I have a question about sharpening. Did you save the xcf file before sharpening, so that the sharpening only applied to the final jpg? Or did you save the sharpened image back as the xcf again?
Is it better not to save the sharpened image back to the xcf files?
Also, when making a change which you can’t do via a layer mask (maybe curves), is there a way to create a new layer which is the sum of all layers below it? (I think photoshop might have something like this). That way you can undo the curves adjustment more easily if you need to.

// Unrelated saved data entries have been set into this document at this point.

PR #5298, opened 2022-11-01
Log an entry in warning level for a 400 or 413 response 

spericas:
Log an entry in warning level for a 400 or 413 response returned by the ForwardingHandler. Note that the access log is not reached if an error is reported at this stage, so these log entries should help diagnose problems. (#5295)

### DIFF
--- a/webserver/webserver/src/main/java/io/helidon/webserver/ForwardingHandler.java
+++ b/webserver/webserver/src/main/java/io/helidon/webserver/ForwardingHandler.java
@@ -564,7 +564,7 @@ public class ForwardingHandler extends SimpleChannelInboundHandler<Object> {
      * @param request Netty HTTP request
      * @param t associated throwable
      */
-    private void  send400BadRequest(ChannelHandlerContext ctx, HttpRequest request, Throwable t, String message) {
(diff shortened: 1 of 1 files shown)


klustria (commented):
LGTM

tomas-langer (commented):
I am in general against logging warnings based on user requests that processed correctly (e.g. in this case, if you send invalid request, it is not server failure, same for request entity too large).
I think this opens space for logs that are very simply initiated by a user that has malicious intents. That is the reason all such logs (I think) should be in `FINE` level or lower.
If you need to troubleshoot this kind of problems, you should enable that log level. Maybe we should just use a known logger for this, so you could enable it easily "on purpose" if you have safe clients (and 400 or 413 is a problem you need to solve)

spericas:
@tomas-langer The problem is that dev or admins won't set that log level in production and simply won't know at this time that they are rejecting requests (as it was reported by the user in the issue). Perhaps we can separate 400 from 413, but not informing the admin of these conditions that don't make into the access log seems bad. As for the malicious intents, those can (and likely will) exist regardless of whether we log warnings or not, and worse if we don't log, they simply won't know anything about it --again as reported by the user. If the concern is the number of lines we log now, we can reduce that to one line.

tomas-langer (approved):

thanks again for a great set of videos,
Tim
Tim: You have to save XCF file before sharpening. Photoshop gives you something called “adjustment layer” and is one of the features that most of my friends miss in the Gimp (still use photoshop alot). Anyway with Rolf videos I noticed that GIMP is not that bad at all.
Rolf: I don’t think you speak too slow. I like it as I can watch video and play with settings. Usually I had to pause video to keep up. So I think it depends on the level of watcher. I think we should keep it good for beginners as more advanced users will develop own techniques or adapt those used in Pohotoshop as there are hundreds of those out there. Just my 3 cents.
Oh, Tim’s question slipped through my list. Sorry.
Martii is right.
It depends.
Selective sharpening is saved in the xcf. The sharpening for output (after rescaling or so) not. I have no fixed rues for that.
Adjustment layers are in the works. Perhaps in 2.5.15?